Aminomethylation reactions with amino-compounds and aqueous formaldehyde were efficiently carried out with tetraproylcalix[4]resorcinarene (1), tetrapentylcalix[4]resorcinarene (2), tetranonylcalix[4]resorcinarene (3), and tetra(p-hydroxyphenyl)calix[4]resorcinarene (4) with percentage yields between 54% and 87%. The reaction of the calix[4]resorcinarenes 1–3 with β-alanine generated tetrabenzoxazines 5–7, whereas the reaction of the calix[4]resorcinarene 4 with l-proline generated tetraMannich base 8.

To evaluate the efficiency of the surface modification with calix[4]resorcinarenes 5–8, a copolymer with two components, 2,3-epoxypropyl methacrylate and ethylene glycol dimethacrylate (GMA–co–EDMA), was produced and characterized via scanning electron microscopy (SEM) and ATR-FTIR spectroscopy.
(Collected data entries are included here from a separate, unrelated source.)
PR #776, opened 2020-03-26
url-lib: drop NSS, curl no longer depends on it

t184256:
curl no longer depends on NSS now in Fedora or RHEL, let's stop pulling it in


lnykryn:
I don't think it is a good idea to unconditionally drop it. Maybe we should call curl --version and check if it was built against NSS?

t184256:
Maybe. I've force-pushed my implementation of your suggestion.

PR #778, opened 2020-03-27
Retrieve service, rpc and protcol entries via getent

danimo:
Sometimes, systems have more elaborate backends in nsswitch.conf,
the complexity of which we do not want in the initrd. SUSE systems
with atomic for instance, where those files may also reside in /usr/etc.

With this change, the unavaiable nsswitch.conf backends will be silently
ignored, and we still end up with all the information we need.

Reference: boo#1165366

### DIFF
--- a/modules.d/95cifs/module-setup.sh
+++ b/modules.d/95cifs/module-setup.sh
@@ -37,7 +37,13 @@ install() {
     local _i
     local _nsslibs
     inst_multiple -o mount.cifs
-    inst_multiple /etc/services /etc/nsswitch.conf /etc/protocols
+    inst_multiple /etc/nsswitch.conf
+    if [ $hostonly ]; then
+        getent services > ${initdir}/etc/services
+        getent protocols > ${initdir}/etc/protocols
+    else
+        inst_multiple /etc/services /etc/protocols
+    fi
 
     inst_libdir_file 'libcap-ng.so*'
 
--- a/modules.d/95nfs/module-setup.sh
+++ b/modules.d/95nfs/module-setup.sh
@@ -77,8 +77,16 @@ cmdline() {
 install() {
     local _i
     local _nsslibs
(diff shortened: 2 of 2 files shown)


danimo:
This also has the neat side effect that we no longer ignore NIS or LDAP-based entries for those files.

danimo:
Downstream Bug-Report: https://bugzilla.suse.com/show_bug.cgi?id=1165366

haraldh:
> Downstream Bug-Report: https://bugzilla.opensuse.org/show_bug.cgi?id=1165366

https://bugzilla.opensuse.org/show_bug.cgi?id=1165366#c18

haraldh:
> This also has the neat side effect that we no longer ignore NIS or LDAP-based entries for those files.

Aren't these dynamic? I think this be dependent on `$hostonly`

danimo:
Done. Also removed the changes for the tests, as they are not hostonly.

modules.d/95cifs/module-setup.sh
```diff
@@ -37,7 +37,13 @@ install() {
     local _i
     local _nsslibs
     inst_multiple -o mount.cifs
-    inst_multiple /etc/services /etc/nsswitch.conf /etc/protocols
+    inst_multiple /etc/nsswitch.conf
+    if [ $hostonly ]; then
+        getent services > ${initdir}/etc/services
+        getent protocols > ${initdir}/etc/services
```
haraldh, line 43:
```suggestion
        getent protocols > ${initdir}/etc/protocols
```

modules.d/95cifs/module-setup.sh
```diff
@@ -37,7 +37,13 @@ install() {
...
+    else
+        inst_multiple /etc/services /etc/services
```
haraldh, line 45: what happened to `/etc/protocols` ??

haraldh (changes requested):

PR #780, opened 2020-04-03
multipath: add automatic configuration for multipath

darkmuggle:
Add support for 'rd.multipath=default' for using the default
configuration on boot. The intended purpose for this is to help support
ostree-based image boots from multipathed devices (such as Fedora and
Red Hat CoreOS).

### DIFF
--- a/modules.d/90multipath/multipathd-configure.service
+++ b/modules.d/90multipath/multipathd-configure.service
@@ -1,0 +1,19 @@
+[Unit]
+Description=Device-Mapper Multipath Default Configuration
+Before=iscsi.service iscsid.service lvm2-activation-early.service
+Wants=systemd-udev-trigger.service systemd-udev-settle.service local-fs-pre.target
+After=systemd-udev-trigger.service systemd-udev-settle.service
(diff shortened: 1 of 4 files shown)


darkmuggle:
For background, on RHCOS is part of OpenShift. The user generally does not configure the system in the classic way. Further the initramfs is distributed as part of the RHCOS OStree. By having a kernel flag for `rd.multipath=default` the user would have the ability to use the default pathing configuration.

modules.d/90multipath/multipathd-configure.service
```diff
@@ -0,0 +1,19 @@
+[Unit]
+Description=Device-Mapper Multipath Default Configuration
+Before=iscsi.service iscsid.service lvm2-activation-early.service
+Wants=systemd-udev-trigger.service systemd-udev-settle.service local-fs-pre.target
+After=systemd-udev-trigger.service systemd-udev-settle.service
```
dtardon, line 5: Are the deps on systemd-udev-*.service really needed? AFAICS `mpathconf --enable` doesn't access any HW; it just writes a config. file...

PR #781, opened 2020-04-05
configure: Find FTS library with --as-needed

awilfox:
When LDFLAGS contains ``-Wl,--as-needed``, the FTS library will be
ignored if it is specified before the .c source.

Fixes: 62f27ee6f145 ("configure: find cflags and libs for fts on musl")


danimo:
Rebased in #970, which will be merged. Closing.

PR #787, opened 2020-04-09
Add a --no-switch-root option

ryncsn:
Previously I added a dracut_no_switch_root helper to indicate some
    modules that the initramfs will no do swith root. To further extend the
    support for switch-root less initramfs, introduce an argument to avoid
    install some files.
    
    Some special user like kdump may run into strange race condition when
    systemd try to reload the config in the real root, this will mask the
    service for doing that, also drop other unneeded services.
    
### DIFF
--- a/dracut.sh
+++ b/dracut.sh
@@ -416,6 +416,7 @@ rearrange_params()
         --long no-hostonly-i18n \
         --long hostonly-i18n \
         --long no-machineid \
+        --long no-switch-root \
         -- "$@")
 
     if (( $? != 0 )); then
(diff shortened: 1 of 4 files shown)


danimo:
Could you add some documentation for the parameter to the man page, please?

danimo:
Are you still considering to update this or can it be closed? If not, please also add the parameter to dracut-bash-completion.sh.

ryncsn:
Sorry for the late response, I nearly forgot this PR and missed the notification... I'll update it.

PR #788, opened 2020-04-09
dracut-initqueue: Print more useful info in case of timeout

ryncsn:
Currently when initqueue timeout, it span the console with
"dracut-initqueue timeout - starting timeout scripts", which isn't very
helpful as we still don't know what actually happened. Try to improve
this by print what is actually being waited.

Besides, only print "starting timeout scripts" when there are
actual timeout scripts to use.


haraldh:
test-99:
```
file /etc/dnf/modules.d/eclipse.module.rpmmoved is not owned by any package
```
oh my...

haraldh:
> `file /etc/dnf/modules.d/eclipse.module.rpmmoved is not owned by any package`

https://github.com/dracutdevs/dracut/pull/790

PR #791, opened 2020-04-10
Don't start rngd if there is no hardware entropy generator

mikhailnov:
rngd requires a hardware random generator device:
```
-r, --rng-device=file      Kernel device used for random number input
                             (default: /dev/hw_random)
```
But it is not present in virtual machines and multiple hardware paltforms.
It leads to rngd.service being failed in initrd.
Let's stop trying to run rngd if default device /dev/hw_random does not exist.

### DIFF
--- a/modules.d/06rngd/rngd.service
+++ b/modules.d/06rngd/rngd.service
@@ -2,6 +2,7 @@
 Description=Hardware RNG Entropy Gatherer Daemon
 DefaultDependencies=no
 Before=systemd-udevd.service
+ConditionPathExists=/dev/hw_random
 
 [Service]
 ExecStart=/usr/sbin/rngd -f


haraldh:
Hmm, seems like we are talking about different device names.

The copolymer was treated under N2 atmosphere with aminomethylated- calix[4]resorcinarenes 5–7 in DMF and tetrabuthylammonium chloride. ATR-FTIR spectroscopy results showed that macrocycles were covalently bonded to the copolymer, indicating that the reaction is selective towards the carboxylic groups of the upper rim of the resorcinarenes. Surface modification of copolymer poly(GMA–co–EDMA) with calix[4]resorcinarene 8 was done between the epoxide ring and hydroxyl groups of the lower rim of 8 under basic conditions.

As a preliminary evaluation of the potential use of modified copolymers as stationary phases, the capacity of the monolith, functionalized with the resorcinarene motif, to trap peptides of different nature at two pH values (acidic and neutral) was tested, and it was found that the peptide with aromatic rings exhibits a greater interaction with this material.